The somewhat astononishing thing about the Checkable instance for decidable Props is that, even though these are conjectures (we haven't proved them, so the "evidence" that Coq has for them internally is just an uninstantiated "evar"), we can still build checkers from them and sample from these checkers! (Why? Technically, it is because the Checkable instance for decidable properties does not look at its argument.)

(* Sample (CheckerPlayground1.checker CheckerPlayground2.c1). *)

     ===>
      [Failure, Failure, Failure, Failure, Failure, Failure, Failure, 
       Failure, Failure, Failure, Failure]

(* Sample (CheckerPlayground1.checker CheckerPlayground2.c2). *)

     ===>
      [Success, Success, Success, Success, Success, Success, Success, 
       Success, Success, Success, Success]

Again, the intuition is that, although we didn't present proofs (and could not have, in the first case!), Coq already "knows" either a proof or a disproof of each of these conjectures because they are decidable.

Module CheckerPlayground3.
Import CheckerPlayground2.

Now let's go back to mirrorP.

We have seen that the result of mirrorP is Checkable. What we need is a way to take a function returning a checkable thing and make the function itself checkable.

We can easily do this, as long as the argument type of the function is something we know how to generate!

Definition forAll {A B : Type} `{Checkable B}
             (g : G A) (f : A → B)
           : Checker :=
  a <- g ;;
  checker (f a).

End CheckerPlayground3.

Let's try this out. We can define a boolean test that returns true for Red and false for other colors.

Definition isRed c :=
  match c with
    Red ⇒ true
  | _ ⇒ false
  end.

Since we can generate elements of color and we have a Checkable instance for bool, we can apply forAll to isRed and sample from the resulting Checker to run some tests.

(* Sample (CheckerPlayground3.forAll genColor isRed). *)

     ===>
      [Success, Failure, Failure, Failure, Success, Failure, 
       Failure, Success, Failure, Failure, Success]

Looks like not all colors are Red.

Good to know.

Now, what about mirrorP?

(*
Sample (CheckerPlayground3.forAll
(genTreeSized' 3 (choose(0,3)))
mirrorP).
*)

     ===>
      [Success, Success, Success, Success, Success, Success, Success, 
       Success, Success, Success, Success]

Excellent: It looks like many tests are succeeding -- maybe the property is true.

Let's instead try defining a bad property and see if we can detect that it's bad...

Definition faultyMirrorP (t : Tree nat) := (mirror t ) = t ?.

(*
Sample (CheckerPlayground3.forAll
(genTreeSized' 3 (choose(0,3)))
faultyMirrorP).
*)

     ===>
      [Failure, Success, Failure, Success, Success, Success, Failure, 
       Success, Failure, Failure, Success]

Great -- looks like a good number of tests are failing now, as expected.

There's only one little issue: What are the tests that are failing?

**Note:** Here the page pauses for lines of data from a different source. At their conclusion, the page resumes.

PR #72, opened 2019-05-15
Adds spinner and loading button state

JamesNimlos:
Also includes the cactus-addon for storybook that allows manipulating the theme.

### DIFF
--- a/modules/cactus-web/src/Button/Button.test.tsx
+++ b/modules/cactus-web/src/Button/Button.test.tsx
@@ -105,6 +105,15 @@ describe('component: Button', () => {
     )
   })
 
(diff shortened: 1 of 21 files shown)


modules/cactus-web/src/Button/Button.test.tsx
```diff
@@ -105,6 +105,15 @@ describe('component: Button', () => {
     )
   })
 
+  test('should render Spinner when loading is true', () => {
+    const { asFragment } = render(
+      <ThemeProvider theme={cactusTheme}>
```
Dhalton: Looks like this is where the CI pipeline is getting mad

PR #74, opened 2019-05-17
feat(cactus-web): Add textStyles

Dhalton:
Adds `textStyles` to the theme

## Breaking changes:
- Button (height has changed from 35px to 36px)
- TextInput (height changed from 32px to 36px to match Button)

I had to modify the styles of some other components as well, but they should still look/function the same so I wouldn't consider them breaking changes.

I also took out our custom typedefs for `styled-system`, since my changes were merged in 🎉


modules/cactus-theme/index.ts
```diff
@@ -149,6 +163,36 @@ export function generateTheme({ primaryHue }: GeneratorOptions = repayOptions):
...
+        fontSize: '12.5px',
+        lineHeight: '0.833em',
+      },
+      small: {
+        fontSize: '15px',
+        lineHeight: '0.833em',
+      },
+      medium: {
+        fontSize: '18px',
+        lineHeight: '1em',
```
JamesNimlos: Use the pixel sizes for line-height in the style-guide here, https://repaygithub.github.io/cactus/design-system/typography/

modules/cactus-theme/index.ts
```diff
@@ -149,6 +163,36 @@ export function generateTheme({ primaryHue }: GeneratorOptions = repayOptions):
...
+    textStyles: {
+      tiny: {
+        fontSize: '12.5px',
+        lineHeight: '0.833em',
+      },
+      small: {
+        fontSize: '15px',
+        lineHeight: '0.833em',
+      },
+      medium: {
```
JamesNimlos: also, let's rename this to "body"

PR #76, opened 2019-05-21
 feat(cactus-web): add Select component

JamesNimlos:
Also added a snapshot test of the export names of the library


modules/cactus-web/src/Tooltip/Tooltip.story.tsx
```diff
@@ -7,8 +7,18 @@ import Tooltip from './Tooltip'
...
-    <NotificationInfo />
-  </Tooltip>
-))
+tooltipStories
+  .add('Basic Usage', () => (
+    <Tooltip label={text('label', 'Some tooltip text here')}>
+      <NotificationInfo />
+    </Tooltip>
+  ))
+  .add(
```
Dhalton: Had no idea you could chain together `.add()`s like this. Doh! 🤦‍♂

modules/cactus-web/tests/__setup__/setup.ts
```diff
@@ -1 +1,10 @@
 import 'jest-styled-components'
+
+// filter out @reach style warnings from console during tests
+const __REACH_STYLES__ = /@reach\/[\S]+\sstyles not found/
+const _warn = console.warn
+console.warn = function filteredWarn(...args) {
```
Dhalton: Genius. Wish I thought of something like this

PR #78, opened 2019-05-28
 feat(cactus-web): Add TextAreaField component

Dhalton:
Adds `TextAreaField` component along with some other small fixes.

### Fixes
1. I noticed that the enclosing div had a bigger height than the textarea in the `TextArea` component. This was throwing off the positioning of the status message in `TextAreaField`, so I added a ref to the textarea and set the height of the div based on that.
2. I also noticed that the color of the tooltip should be call to action, so I fixed that too.
3. For some reason, the label on `TextInputField` was set to use 15px left padding instead of 16, so I fixed that as well.

Let me know if you have any questions!


JamesNimlos:
lol, I ALSO fixed the tooltip color. I'll revert it on mine after we merge yours

modules/cactus-web/src/TextArea/TextArea.tsx
```diff
@@ -114,17 +119,27 @@ const StyledError = styled(NotificationError)<StyledErrorProps>`
...
+`
+
 const TextAreaBase = (props: TextAreaProps) => {
   const { disabled, status, className, ...rest } = props
   const statusProps = { disabled, status }
 
+  const ref = useRef<HTMLTextAreaElement | null>(null)
+  let textAreaHeight = undefined
+  if (ref.current) {
+    textAreaHeight = `${ref.current.getBoundingClientRect().height}px`
```
JamesNimlos: I'm going to guess the reason this is happening is due to `textarea` being `display: inline` by default. Try changing the display to `block` instead and see how that goes

PR #82, opened 2019-05-31
feat(cactus-web): Add Link component

Dhalton:
I left the `:visited` color out of the theme for now until we can go over it with Mariana. I also changed our exports since we can export the named exports directly instead of the default exports now. Let me know if you have any questions!


modules/cactus-web/src/Link/Link.story.tsx
```diff
@@ -0,0 +1,8 @@
+import { storiesOf } from '@storybook/react'
+import { text } from '@storybook/addon-knobs'
+import Link from './Link'
+import React from 'react'
+
+storiesOf('Link', module).add('Basic Usage', () => (
+  <Link to={text('to', 'https://repaygithub.github.io/cactus/')}>{text('text', 'Click me!')}</Link>
+))
```
JamesNimlos: There should be another story of the `Link` within a block of text.

modules/cactus-web/src/Link/Link.tsx
```diff
@@ -0,0 +1,53 @@
...
+  }
+
+  :focus {
+    padding: 1px 2px 1px 1px;
+    border-radius: 4px;
+    color: ${p => p.theme.colors.base};
+    border: 2px solid ${p => p.theme.colors.callToAction};
+  }
+
+  ${p => p.theme.textStyles.body};
```
JamesNimlos: We should let it inherit whatever font-size and line-height it's inside since this is a text element

modules/cactus-web/src/Link/Link.tsx
```diff
@@ -0,0 +1,53 @@
...
+
+  :hover {
+    color: ${p => p.theme.colors.base};
+  }
+
+  :focus {
+    padding: 1px 2px 1px 1px;
+    border-radius: 4px;
+    color: ${p => p.theme.colors.base};
+    border: 2px solid ${p => p.theme.colors.callToAction};
```
JamesNimlos: Ideally, the link should not change the layout of a page or text when it receives focus but gaining padding here will probably cause some shifting. We may need to do something like what's being done with the button focus states and try an absolutely positioned element.

Dhalton:
@JamesNimlos I updated this PR with your suggestions

modules/cactus-web/src/Link/Link.test.tsx
```diff
@@ -0,0 +1,28 @@
...
+      </StyleProvider>
+    )
+
+    expect(container).toMatchSnapshot()
+  })
+
+  test('should contain the correct href', () => {
+    const { getByText } = render(
+      <StyleProvider>
+        <Link to="https://throatpunch.com">cough cough</Link>
```
JamesNimlos: ❤️

modules/cactus-web/src/Link/Link.tsx
```diff
@@ -0,0 +1,61 @@
...
+  extends MarginProps,
+    Omit<
+      React.DetailedHTMLProps<React.LinkHTMLAttributes<HTMLAnchorElement>, HTMLAnchorElement>,
+      'href'
+    > {
+  to: string
+}
+
+const LinkBase = (props: LinkProps) => {
+  const { className, to, children, ...rest } = props
```
JamesNimlos: probably should split the margin props out.

PR #86, opened 2019-06-05
feat(cactus-icons): Update to newest icons

Dhalton:
Adds the new icons that Mariana provided for us. I had to set the `cactus-icons` version to 0.5.0 to prevent packages that depend on icons from needing to be updated. It will actually be 0.4.2 when it's released. There are lots and lots of "changes" here so probably the most important things to look at are the name/export tests. Let me know what y'all think 💯


modules/cactus-icons/tests/__snapshots__/exports.test.tsx.snap
```diff
@@ -56,25 +57,32 @@ Array [
...
+  "NavigationCircleRight",
+  "NavigationCircleUp",
   "NavigationClose",
+  "NavigationDragDrop",
+  "NavigationHamburger",
   "NavigationLess",
   "NavigationLogout",
   "NavigationMenuDots",
-  "NavigationMenuLines",
-  "NavigationMenu",
```
JamesNimlos: I'm thinking the only places that would be using these icons would be our own website, so if that's the case we should be good to merge.

Dhalton: I don't see them being used anywhere in repay api so I'm going to merge this

PR #87, opened 2019-06-06
feat(cactus-web): Apply new link designs

Dhalton:
Adds a new color to the theme and updates the link styles


modules/cactus-web/src/StyleProvider/StyleProvider.tsx
```diff
@@ -29,13 +29,23 @@ body {
 }
 `
 
+const checkThemeProperties = (theme: CactusTheme) => {
+  if (theme.colors.transparentCTA === undefined) {
```
JamesNimlos: We should check `process.env.NODE_ENV !== 'production' && process.env.NODE_ENV !== 'test'` before logging this as well,

Also, we should ensure we only run this function once.

PR #93, opened 2019-06-10
feat(cactus-web): Add Grid component

Dhalton:
CACTUS-82


modules/cactus-web/src/Grid/Grid.mdx
```diff
@@ -0,0 +1,60 @@
...
+
+| **Breakpoint** | **Max. Number of Columns**       |
+| -------------- | -------------------------------- |
+| `tiny`         | 4                                |
+| `small`        | 6                                |
+| `medium`       | 8                                |
+| `large`        | 12                               |
+| `extraLarge`   | 12                               |
+
+
```
JamesNimlos: Can you add to the best practices or basic usage how it will use the nearest breakpoint that is less than the current viewport size, and an example describing what would happen if they set two values.

modules/cactus-web/src/Grid/Grid.tsx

We can tell by looking at the samples that the property is bad, but we can't see the counterexamples!

We can fix this by going back to the beginning and enriching the Result type to keep track of failing counterexamples.

Module CheckerPlayground4.

Inductive Result :=
| Success : Result
| Failure : ∀ {A} `{Show A}, A → Result.

Instance showResult : Show Result :=
  {
    show r := match r with
                Success ⇒ "Success"
              | Failure a ⇒ "Failure: " ++ show a
              end
  }.

Definition Checker := G Result.

Class Checkable A :=
  {
    checker : A → Checker
  }.

Instance showUnit : Show unit :=
  {
    show u := "tt"
  }.

The failure cases in the bool and Dec checkers don't need to record anything except the Failure, so we put tt (the sole value of type unit) as the "failure reason."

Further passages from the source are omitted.